Any Diophantic-like surjection from Z to R?

[Pion]

Is there any example, or theorem, or know-how on this problem?
f(x1,x2...xm, k, n): Z1 x Z2 x...x Zm x N x N* -> R,
with form:
f(x1,x2...xm, k, n)=k-root[(x1^k+x2^k+...+xm^k)/n],
where: k-root[...] is the k-th root of [...]. Not k minus SQR[...] !

Equally important here are the surjectivity on R and its form.

P.S. of course I do not mind if the answer is available only for the "trivial" Pithagora cases: k=2 and n=1.
Same, if the answer comes from any of mathematics specialty.

This is no home-work of any kind. It is simply a long time present curiosity.
Thank you all for any (relevant) answers.

 

[Pion]

I do not mind if N* is replaced by Q*.

 

[pka]

To Pion, This is is a theorem you must consider.
Theorem: [imath]\bf{F:A\mapsto B}[/imath] is an injection if and only if [imath]\bf{\exists\text{ a surjection }G:B\mapsto A}[/imath].
Think about the cardinalities involved in your question.

[imath][/imath][imath][/imath]

 

[Pion]

Thank you.
I understand the theorem, also in a few other different but equivalent ways.
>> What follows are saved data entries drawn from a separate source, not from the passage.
PR #67, opened 2022-08-26
fix: Fix index out of bounds error in nomos status command

rquitales:
This PR fixes nomos status to prevent it from panicing by ensuring the slice it references is of the right length.

### DIFF
--- a/cmd/nomos/status/client.go
+++ b/cmd/nomos/status/client.go
@@ -255,10 +255,16 @@ func (c *ClusterClient) multiRepoClusterStatus(ctx context.Context, cs *ClusterS
 		}
 	}
 
-	if len(rootSyncs) != 0 {
+	if len(rootSyncs) != len(rootRGs) {
+		errs = append(errs, fmt.Sprintf("expected the number of RootSyncs and ResourceGroups to be equal, but found %d RootSyncs and %d ResourceGroups", len(rootSyncs), len(rootRGs)))
+	} else if len(rootSyncs) != 0 {
 		var repos []*RepoState
 		for i, rs := range rootSyncs {
 			rg := rootRGs[i]
+			if rg == nil {
+				// We always expect a ResourceGroup, even if we have no managed resources.
+				errs = append(errs, rgNotFoundErrMsg(rootSyncNsAndNames[i].Name, rootSyncNsAndNames[i].Namespace))
+			}
 			repos = append(repos, RootRepoStatus(rs, rg, syncingConditionSupported))
 		}
 		sort.Slice(repos, func(i, j int) bool {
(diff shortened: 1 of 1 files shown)


cmd/nomos/status/client.go
```diff
@@ -279,7 +279,11 @@ func (c *ClusterClient) multiRepoClusterStatus(ctx context.Context, cs *ClusterS
 		}
 	}
 
-	if len(repoSyncs) != 0 {
+	// We need to do an empty slice check on namespaceRGs as well in case there was an error
+	// only getting the resourceGroups. If there were no errors getting both, they are guranteed
+	// to be identical in length due to how we create the namespaceRGs slice by initializing it to
+	// be the same length as repoSyncNsAndNames before populating it.
+	if len(repoSyncs) != 0 && len(namespaceRGs) != 0 {
 		var repos []*RepoState
```
janetkuo, line 287: This is implementation detail in `namespaceRGs` creation and not guaranteed to be always true (someone might change the function and break it in the future). Check that the length are identical and append an error if not, so that we won't hit panic errors.

rquitales: Good idea. Added a check to also ensure both slices are of the same length.

cmd/nomos/status/client.go
```diff
@@ -255,10 +255,16 @@ func (c *ClusterClient) multiRepoClusterStatus(ctx context.Context, cs *ClusterS
...
-	if len(rootSyncs) != 0 {
+	if len(rootSyncs) != len(rootRGs) {
+		errs = append(errs, fmt.Sprintf("expected the number of RootSyncs and ResourceGroups to be equal, but found %d RootSyncs and %d ResourceGroups", len(rootSyncs), len(rootRGs)))
+	} else if len(rootSyncs) != 0 {
 		var repos []*RepoState
 		for i, rs := range rootSyncs {
 			rg := rootRGs[i]
+			if rg == nil {
+				// We always expect a ResourceGroup, even if we have no managed resources.
+				errs = append(errs, fmt.Sprintf("resourcegroups.kpt.dev %q not found", rs.Name))
```
nan-yu, line 266: Can you add namespace to the error so that we know if that's for root-sync or repo-sync, and all other resourcegroups as well?

rquitales: Done.

nan-yu (approved):
Do you want to merge the change into the main branch? 

I added a `/hold` comment to hold the merge.  Feel free to `/unhold` to get it into the current release.

/lgtm
/hold

cmd/nomos/status/client.go
```diff
@@ -255,10 +255,16 @@ func (c *ClusterClient) multiRepoClusterStatus(ctx context.Context, cs *ClusterS
...
 
-	if len(rootSyncs) != 0 {
+	if len(rootSyncs) != len(rootRGs) {
+		errs = append(errs, fmt.Sprintf("expected the number of RootSyncs and ResourceGroups to be equal, but found %d RootSyncs and %d ResourceGroups", len(rootSyncs), len(rootRGs)))
+	} else if len(rootSyncs) != 0 {
 		var repos []*RepoState
 		for i, rs := range rootSyncs {
 			rg := rootRGs[i]
+			if rg == nil {
+				// We always expect a ResourceGroup, even if we have no managed resources.
```
karlkfi, line 265: I imagine it's possible that there's no RG if there was an error before it was created. Will this suppress or expose that kind of error?

rquitales: If there is no RG because of an error before it was created, we should still report that the RG is missing in `nomos status` right? We should always have a ResourceGroup per R*Sync I belive.

rquitales: Previously when nomos CLI used a GET method, we'd always surface errors when we can't find the ResourceGroup. A regression occurred when we updated the status command to LIST all ResourceGroups, thus we didn't surface that the ResourceGroup is missing after that change was merged.

nan-yu (approved):
/lgtm

PR #70, opened 2022-08-29
Change VPA e2e test to use dynamic generation validation

victorpras:
Changed generation validation to be more dynamic instead of hardcoding the expected number. While individual test runs always starts from 1, CI runs use shared environment and generation numbers may have been changed by other test runs


sdowell (changes requested):
Please make the commit message more descriptive. I can infer what was broken by looking at the diff but the commit message should provide context as well

sdowell:
fyi looks like the PR description was updated but not the commit message

victorpras:
Added more description and commit message has been updated

sdowell (approved):
/lgtm

PR #73, opened 2022-08-31
Use kubectl to deploy necessary RBAC in mono repo apiservice_test

tiffanny29631:
The mentioned RBAC includes necessary ClusterRole and ClusterRoleBindings
for the backend deployment to work in GKE environment. In Config Sync CI
after each test it will try to reset the test git repo to default in the sharedTestEnv.
Removing this RBAC from git directly is blocked by importer as it detects the 
commit will reduce the count of cluster resource from more than 1 down
to 0.

Thus manually deploying RBAC when test is running in mono repo mode.

### DIFF
--- a/e2e/testcases/apiservice_test.go
+++ b/e2e/testcases/apiservice_test.go
@@ -35,14 +35,24 @@ const (
 func TestCreateAPIServiceAndEndpointInTheSameCommit(t *testing.T) {
 	nt := nomostest.New(t, ntopts.Unstructured, ntopts.RequireGKE(t))
 	t.Cleanup(func() {
+		nt.MustKubectl("delete", "-f", "../testdata/apiservice/rbac.yaml", "--ignore-not-found")
+		nt.MustKubectl("delete", "-f", "../testdata/apiservice/namespace.yaml", "--ignore-not-found")
 		if t.Failed() {
 			nt.PodLogs(adapterNamespace, adapterName, "pod-custom-metrics-stackdriver-adapter", true)
 		}
 	})
 	nt.T.Log("Creating commit with APIService and Deployment")
+	if nt.MultiRepo {
+		nt.RootRepos[configsync.RootSyncName].Copy("../testdata/apiservice/rbac.yaml", "acme/cluster/rbac.yaml")
+	} else {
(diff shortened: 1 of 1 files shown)


sdowell (approved):
/lgtm

e2e/testcases/apiservice_test.go
```diff
@@ -35,14 +35,24 @@ const (
...
 		if t.Failed() {
 			nt.PodLogs(adapterNamespace, adapterName, "pod-custom-metrics-stackdriver-adapter", true)
 		}
 	})
 	nt.T.Log("Creating commit with APIService and Deployment")
+	if nt.MultiRepo {
+		nt.RootRepos[configsync.RootSyncName].Copy("../testdata/apiservice/rbac.yaml", "acme/cluster/rbac.yaml")
+	} else {
+		// In mono repo mode the necessary ClusterRole and ClusterRolebinding
+		// in rbac.yaml is blocked from being removed from git repo by reconciler in
```
janetkuo, line 49: Should be git importer instead of reconciler

e2e/testcases/apiservice_test.go
```diff
@@ -35,14 +35,24 @@ const (
...
+	if nt.MultiRepo {
+		nt.RootRepos[configsync.RootSyncName].Copy("../testdata/apiservice/rbac.yaml", "acme/cluster/rbac.yaml")
+	} else {
+		// In mono repo mode the necessary ClusterRole and ClusterRolebinding
+		// in rbac.yaml is blocked from being removed from git repo by git-importer in
+		// sharedTestEnv, so manually deploying them ahead.
+		nt.MustKubectl("apply", "-f", "../testdata/apiservice/namespace.yaml")
+		nt.MustKubectl("apply", "-f", "../testdata/apiservice/rbac.yaml")
+	}
 	nt.RootRepos[configsync.RootSyncName].Copy("../testdata/apiservice/namespace.yaml", "acme/namespaces/custom-metrics/namespace.yaml")
```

I will be grateful if you have the name, or link or know a book where to find it: please tell me. I want to read it completely.

Thank you more, for hint with cardinalities: it it absolutely clear now that I was wrong. It cannot exist be such a surjection as above, if the definition domain is limited to Q^n, while n-finite or n=Aleph0. It can be a surjection: only if n=Aleph1 (also, practically to eliminate the ordinality of the tuples).
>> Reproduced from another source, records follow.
PR #75, opened 2022-08-31
Update TestHelmNamespaceRepo to make it works in shared test environment

xinnywinne:
Change the RepoSync to sync from original git source at the end of test to make test works in the shared test environment.

### DIFF
--- a/e2e/testcases/helm_sync_test.go
+++ b/e2e/testcases/helm_sync_test.go
@@ -81,11 +81,9 @@ func TestHelmNamespaceRepo(t *testing.T) {
 		Auth:    configsync.AuthNone,
 		Version: publicHelmChartVersion,
 	}}
-	rs.Spec.Git = nil
 	nt.RootRepos[configsync.RootSyncName].Add(nomostest.StructuredNSPath(repoSyncNN.Namespace, repoSyncNN.Name), rs)
 	nt.RootRepos[configsync.RootSyncName].CommitAndPush("Update RepoSync to sync from a public Helm Chart with cluster-scoped type")
 	nt.WaitForRepoSyncSourceError(repoSyncNN.Namespace, repoSyncNN.Name, nonhierarchical.BadScopeErrCode, "must be Namespace-scoped type")
-
 	nt.T.Log("Fetch password from Secret Manager")
 	key, err := gitproviders.FetchCloudSecret("config-sync-ci-ar-key")
 	if err != nil {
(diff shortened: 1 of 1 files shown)


nan-yu (approved):
/lgtm

e2e/testcases/helm_sync_test.go
```diff
@@ -105,14 +103,16 @@ func TestHelmNamespaceRepo(t *testing.T) {
 		ReleaseName: "test",
 		SecretRef:   v1beta1.SecretReference{Name: "foo"},
```
sdowell, line 104: Consider adding a `Cleanup` block to delete the `foo` Secret as part of the test cleanup

e2e/testcases/helm_sync_test.go
```diff
@@ -105,14 +103,16 @@ func TestHelmNamespaceRepo(t *testing.T) {
...
 	nt.RootRepos[configsync.RootSyncName].Add(nomostest.StructuredNSPath(repoSyncNN.Namespace, repoSyncNN.Name), rs)
 	nt.RootRepos[configsync.RootSyncName].CommitAndPush("Update RepoSync to sync from a private Helm Chart without cluster scoped resources")
 	nt.WaitForRepoSyncs(nomostest.WithRepoSha1Func(helmChartVersion(privateNSHelmChart+":"+privateNSHelmChartVersion)), nomostest.WithSyncDirectoryMap(map[types.NamespacedName]string{repoSyncNN: privateNSHelmChart}))
 	if err := nt.Validate(rs.Spec.Helm.ReleaseName+"-"+privateNSHelmChart, testNs, &appsv1.Deployment{}); err != nil {
 		nt.T.Error(err)
 	}
+	// Change the RepoSync to sync from the original git source to make test works in the shared test environment.
+	rs.Spec.SourceType = string(v1beta1.GitSource)
+	nt.RootRepos[configsync.RootSyncName].Add(nomostest.StructuredNSPath(repoSyncNN.Namespace, repoSyncNN.Name), rs)
+	nt.RootRepos[configsync.RootSyncName].CommitAndPush("Update RepoSync to sync from the original git repository")
```
sdowell, line 115: Consider putting this snippet in a `Cleanup` block so that test teardown can succeed even if the test fails before this step. It also makes it a bit more self documenting that this snippet is associated with test cleanup

e2e/testcases/helm_sync_test.go
xinnywinne: Probably not needed for RepoSync test, since the repo sync namespace will be deleted and this secret is under that namespace.  But for RootSync test, since the secret is under config-management-system namespace,  It is better that clean up the secret after test finish. Will add this with other helm e2e test changes.

e2e/testcases/helm_sync_test.go
xinnywinne: Sounds good, will make the change in next helm e2e tests PR.

PR #76, opened 2022-09-01
Fix InvalidSourceType error message

xinnywinne:
Add "helm" to error message: must specify spec.sourceType to be one of
"git", "oci", "helm"


tiffanny29631 (approved):
/lgtm

PR #87, opened 2022-09-07
update make targets to support generic registry

sdowell:
This change maintains the default behavior of using GCR if no REGISTRY is provided to avoid breaking changes. If REGISTRY is provided then the full registry prefix will be used. This helps support use cases other than a GCR prefix (e.g. GAR, other registries, etc).

Additionally refactors some make targets to reuse common targets and enable building images/manifests without pushing.


haiyanmeng (approved):

Makefile.build
```diff
@@ -121,10 +121,9 @@ image-nomos: license
 		--build-arg VERSION=${VERSION} \
 		.
 
-
 # Pushes the specified component's docker image to gcr.io.
-push-to-gcr-nomos: image-nomos
```
nan-yu, line 126: I'm curious about the change. Why did we remove the dependency?
The original intent is what we push is what we build.

After the change, if we run `make image-nomos` first and followed by `make push-to-gcr-nomos`, the image URL will be different with different timestamp. We have to manually provide `GCR_PREFIX` with the timestamp of `make image-nomos`, which is not obvious to get.

nan-yu: @sdowell ^^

But, anyway, could it be mathematically true that if we organize (QxQ)^n, with n-infinite, then by 2^aleph0=aleph1 and 2=numbers_of_tuple_elements and 1*\aleph1 = \aleph1, results:

[math]\sqrt{\overbrace{\frac{a^2+b^2}{2^1} + \frac{a^2+b^2}{2^2}+\frac{a^2+b^2}{2^3}+...}^{\aleph0 \, \text{of identical a-b pairs}}}=\sqrt{\displaystyle\sum_{n=1}^\infin (a^2+b^2)\frac{1}{2^n}}=\sqrt{(a^2+b^2)\overset{\infin}{\sum_{\substack{n=1}}} \frac{1}{2^n}}=\sqrt{(a^2+b^2)}[/math]
which apparently could fix at least the cardinality problem with R, while maintaining a clear and unique a,b tuple ordinality?
It may not work with Q, but for QxQ tuples (or QxQxQ, etc) apparently is just needed to measure the distance a countable-infinite number of times to obtain any real number.
More, in discrete spaces one can define metrics which do not accept notion of time. If there is no time, then re-measuring distance between two points a countable-infinite number of times is no problem. But the results will map the R. So, distances in a 2D (or 3D, or more) timeless discrete spaces will create an image space which is continuum, and which does have time.
Then, if above is mathematically true, I would conclude that it is the continuum space of R-distances which creates time. The underlying space would have the same number of points, be countable, ie. discrete, having any suitable metric which does not support a definition of time.

This is just a friendly fun over a beer or wine, no career to sacrifice. Please criticize. I promise to learn from critics having a swift and obviously clear debunk. Somewhere above, I surely did a mistake, most probably an elementary (not fully educated) one.